- Birth name: Jean-Luc Adenrele Ibrahim Koko Uddoh
- Born: 1998 (age 26–27) Benin City, Nigeria
- Genres: Hip hop
- Occupation: Rapper
- Years active: 2016–present
- Labels: JYellowL Records

= JyellowL =

Jean-Luc Adenrele Ibrahim Koko Uddoh (born 1998), known by the stage name JyellowL (pronounced "J-yellow-L"), is a Nigerian-Irish rapper.

==Early and personal life==
Uddoh was born in Nigeria to a family of Nigerian and Afro-Jamaican ancestry. He lived with his father in Benin City before moving to Blanchardstown, Ireland aged 14 to live with his mother. He attended Luttrellstown Community College and The Institute of Education and studied for a politics degree at University College Dublin.

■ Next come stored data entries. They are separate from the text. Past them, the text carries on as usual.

PR #2186, opened 2022-08-02
Warn about new versions (SC-552)

renanrodrigo:
Warn users about a new version of the client being available.
If executed from the CLI, print a warning to stderr.
If it's an API call, include a warning in the JSON.

## Desired commit type

## Checklist

### DIFF
--- a/features/unattached_commands.feature
+++ b/features/unattached_commands.feature
@@ -218,3 +218,61 @@ Feature: Command behaviour when unattached
           | kinetic | disable  |
           | jammy   | enable   |
           | jammy   | disable  |
+
+    @series.all
+    @uses.config.machine_type.lxd.container
+    Scenario Outline: Check for newer versions of the client in an ubuntu machine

He was involved in organising Irish Black Lives Matter protests.

==Career==

JyellowL began performing in 2016, and performed at the 2018 Longitude Festival. He cites Fela Kuti, Damien Marley, Erykah Badu and 2Pac as influences.

JyellowL's music was featured in the video game FIFA 20 and on the TV show Normal People; he also appeared on BBC Three's Rap Trip. His 2020 debut album 2020 DIVision was nominated for the Choice Music Prize.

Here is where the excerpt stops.